Pull every line from the records that has the word "szurubooru" in it.

═══

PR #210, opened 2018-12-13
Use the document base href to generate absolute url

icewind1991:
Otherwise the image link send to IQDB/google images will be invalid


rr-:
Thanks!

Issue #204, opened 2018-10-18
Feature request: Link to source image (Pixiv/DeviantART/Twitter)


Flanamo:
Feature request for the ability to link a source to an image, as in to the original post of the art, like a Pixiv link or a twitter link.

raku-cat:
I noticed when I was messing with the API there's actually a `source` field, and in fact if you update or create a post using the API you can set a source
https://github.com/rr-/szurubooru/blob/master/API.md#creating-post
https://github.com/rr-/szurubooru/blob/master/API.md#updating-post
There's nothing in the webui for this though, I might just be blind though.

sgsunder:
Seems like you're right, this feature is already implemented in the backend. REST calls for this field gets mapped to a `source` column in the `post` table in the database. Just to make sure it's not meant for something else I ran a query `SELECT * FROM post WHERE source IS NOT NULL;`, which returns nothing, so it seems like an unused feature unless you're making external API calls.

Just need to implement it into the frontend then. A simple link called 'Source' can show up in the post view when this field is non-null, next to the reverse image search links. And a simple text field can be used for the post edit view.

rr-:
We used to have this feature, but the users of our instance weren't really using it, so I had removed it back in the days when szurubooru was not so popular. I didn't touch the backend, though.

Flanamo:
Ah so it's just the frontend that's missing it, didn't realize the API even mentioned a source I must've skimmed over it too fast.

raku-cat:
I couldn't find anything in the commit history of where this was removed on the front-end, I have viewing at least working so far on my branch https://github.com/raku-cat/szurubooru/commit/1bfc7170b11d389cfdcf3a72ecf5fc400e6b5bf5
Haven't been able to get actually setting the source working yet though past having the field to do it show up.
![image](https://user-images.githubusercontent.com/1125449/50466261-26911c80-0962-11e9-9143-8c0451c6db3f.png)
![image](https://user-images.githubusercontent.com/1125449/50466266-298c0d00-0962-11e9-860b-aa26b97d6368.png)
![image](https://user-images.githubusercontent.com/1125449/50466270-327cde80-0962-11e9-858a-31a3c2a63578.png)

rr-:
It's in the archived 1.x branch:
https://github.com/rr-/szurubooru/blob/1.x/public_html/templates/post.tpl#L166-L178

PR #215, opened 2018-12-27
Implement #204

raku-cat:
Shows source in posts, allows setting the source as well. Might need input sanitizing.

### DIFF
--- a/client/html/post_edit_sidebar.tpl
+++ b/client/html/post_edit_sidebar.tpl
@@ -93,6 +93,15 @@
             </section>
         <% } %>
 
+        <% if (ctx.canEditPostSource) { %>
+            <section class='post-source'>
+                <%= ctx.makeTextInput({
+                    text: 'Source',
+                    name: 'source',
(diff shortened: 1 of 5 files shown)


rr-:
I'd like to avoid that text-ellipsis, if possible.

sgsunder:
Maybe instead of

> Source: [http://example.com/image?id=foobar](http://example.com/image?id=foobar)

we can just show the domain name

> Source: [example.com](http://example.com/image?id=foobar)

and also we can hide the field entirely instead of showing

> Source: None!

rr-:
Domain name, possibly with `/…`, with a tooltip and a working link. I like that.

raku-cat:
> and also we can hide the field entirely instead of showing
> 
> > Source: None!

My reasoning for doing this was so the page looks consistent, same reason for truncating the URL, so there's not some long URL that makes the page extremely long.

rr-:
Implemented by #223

═══

▶ _EXERCISE SOLUTION_
https://github.com/rr-/szurubooru/blob/master/API.md#creating-post
https://github.com/rr-/szurubooru/blob/master/API.md#updating-post
We used to have this feature, but the users of our instance weren't really using it, so I had removed it back in the days when szurubooru was not so popular. I didn't touch the backend, though.
I couldn't find anything in the commit history of where this was removed on the front-end, I have viewing at least working so far on my branch https://github.com/raku-cat/szurubooru/commit/1bfc7170b11d389cfdcf3a72ecf5fc400e6b5bf5
https://github.com/rr-/szurubooru/blob/1.x/public_html/templates/post.tpl#L166-L178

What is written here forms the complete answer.